Игнат улыбнулся – обрадовался, что не забыл эти похожие на сказку слова, сам этот живой говор.
– Красиво… – не открывая глаз, чуть слышно проговорил Иннокентий. – Чудесная речь… Я думаю, у вас там и люди красивые. Если судить по вас…
– У нас женщины красивые, – сказал Игнат. – Именно в нашей деревне, в Колежме. И почему так, непонятно. К нам весь Онежский берег за невестами ездил, из Мезени заезжали, с Летнего берега тоже. Осенью придут парни с промысла, с Мурмана, и давай жениться. Неделями свадьбы гуляли!
– Вы, наверное, с детства работать привыкли, – с детским же восхищением произнес Иннокентий. Он даже глаза открыл, и в глазах у него это чистое восхищение проступило еще отчетливее, чем в голосе. – Я успел это понять на лесоповале.

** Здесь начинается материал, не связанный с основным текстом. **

PR #52, opened 2016-10-26
Update dependencies

SimenB:
AFAICT all majors are just dropping support for node < 4, which this module has already done.

This change would make stuff dedupe better for us 😄 

Tests pass, but linting fails. I don't think that's my fault? `xo --version` gives `0.17.0`

### DIFF
--- a/index.js
+++ b/index.js
@@ -58,11 +58,13 @@ module.exports = (opts, minimistOpts) => {
 
 	const showHelp = code => {
 		console.log(help);
+		// eslint-disable-next-line unicorn/no-process-exit
 		process.exit(typeof code === 'number' ? code : 2);
 	};
 
 	if (argv.version && opts.version !== false) {
 		console.log(typeof opts.version === 'string' ? opts.version : pkg.version);
+		// eslint-disable-next-line unicorn/no-process-exit
 		process.exit();
 	}
 
--- a/package.json
+++ b/package.json
@@ -38,18 +38,18 @@
     "console"
   ],
   "dependencies": {
-    "camelcase-keys": "^3.0.0",
+    "camelcase-keys": "^4.0.0",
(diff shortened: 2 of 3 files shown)


SimenB:
Added a commit fixing two of the linting errors, but adding the shebang to fix the last one makes eslint import plugin barf 

```
 test.js:5:15
  ✖  5:15  Parse errors in imported module ./: Unexpected character # (1:1)  import/no-named-as-default
  ✖  5:15  Parse errors in imported module ./: Unexpected character # (1:1)  import/no-named-as-default-member
  ✖  5:15  Parse errors in imported module ./: Unexpected character # (1:1)  import/default
  ✖  5:15  Parse errors in imported module ./: Unexpected character # (1:1)  import/namespace
```

index.js
```diff
@@ -1,3 +1,4 @@
+#!/usr/bin/env node
```
sindresorhus: That's not a correct fix. You can't just add this to a non-binary.

The correct fix is to add a inline `// eslint-disable-line unicorn/no-process-exit` comment.

package.json
```diff
@@ -38,18 +38,18 @@
...
-    "decamelize-keys": "^1.0.0",
-    "loud-rejection": "^1.0.0",
-    "minimist": "^1.1.3",
-    "normalize-package-data": "^2.3.4",
-    "read-pkg-up": "^1.0.1",
+    "camelcase-keys": "^4.0.0",
+    "decamelize-keys": "^1.1.0",
+    "loud-rejection": "^1.6.0",
+    "minimist": "^1.2.0",
+    "normalize-package-data": "^2.3.5",
```
sindresorhus: No need to bump patch and minor versions.

SimenB:
@sindresorhus Updated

– Да здесь-то что ж за работа? – усмехнулся Игнат. – Деваться некуда, вот и работаешь. Руки привыкли, это правда. С четырнадцати лет на промысел ходил. Рыбы в Белом море много. Сельдь особенная, такой нигде больше нет, и столько ее бывает, что весло в воде стоит, будто дерево в земле. Семга есть, камбала, навага, кумжа.
– Кумжа – это ведь какое-то местное название? – спросил Иннокентий. – Возможно, по описанию я узнал бы ее.
– Форель это, – сказал Игнат. – Крупная форель. Она вообще-то в реках водится, но и в море тоже заходит. Ну, и белуху били. Это уже считается зверь. Не кожный, как нерпа, а сальный.
– Белуха из семейства дельфиновых, – чуть заметно кивнул Иннокентий. – Такая она необычная, просто очень неожиданное существо! Знаете, когда я в детстве разглядывал картинки в книгах Брема, она почему-то казалась мне похожей на пингвина. Но ведь белуха шести метров в длину достигает, и ловить ее, я думаю, должно быть, опасно. В четырнадцать лет…
– У нас к этому по-другому относились, – улыбнулся Игнат. – Дал Бог с детства силу, значит, с детства и работай. Да и какое в четырнадцать лет детство? Отец в море погиб, когда мне десять было, я у матери старший остался – сестра к тому времени уже к мужу ушла. И младшие еще, двойняшки, по три года им. Тогда, конечно, тяжело было. А в четырнадцать уже ничего – в силу вошел, к работе привык.
– Странно, что вы решили уехать в Москву, – сказал Иннокентий. – Ведь вы просто так сначала приехали, не на учебу?
– На заработки приехал, – кивнул Игнат. – А странного ничего в этом нет. Сестра овдовела, да как еще овдовела – дом сгорел, муж на пожаре погиб. С двумя детьми малыми к нам вернулась, третьим брюхата. А во время родов несчастье с ней. – Иннокентий молчал, однако Игнат догадался: он хочет спросить, какое именно несчастье случилось с его сестрой, но находит такой вопрос бестактным. – Молоко ей в голову бросилось, – объяснил он. – От стыда.
– Как от стыда? – не понял Иннокентий.
– Так в деревне говорили. К врачам-то, конечно, не возили ее. Бабка-повитуха, что роды принимала, решила почему-то, будто ребенок у нее уродливый. Будто голова у него песья, лохматая. Бред, в общем. Но повитуха, как только головку увидала, давай голосить: ой, люди добрые, да собаку баба рожает, да за что ж сердешную Господь покарал… Дура старая! – зло добавил Игнат. – Ну, сестре стыдно стало, страшно: урода родила, что теперь будет? Умом она повредилась от этого. И замуж больше не брали, и в дому не помощница стала.
– А ребенок? – спросил Иннокентий. – Он в самом деле родился нездоровым?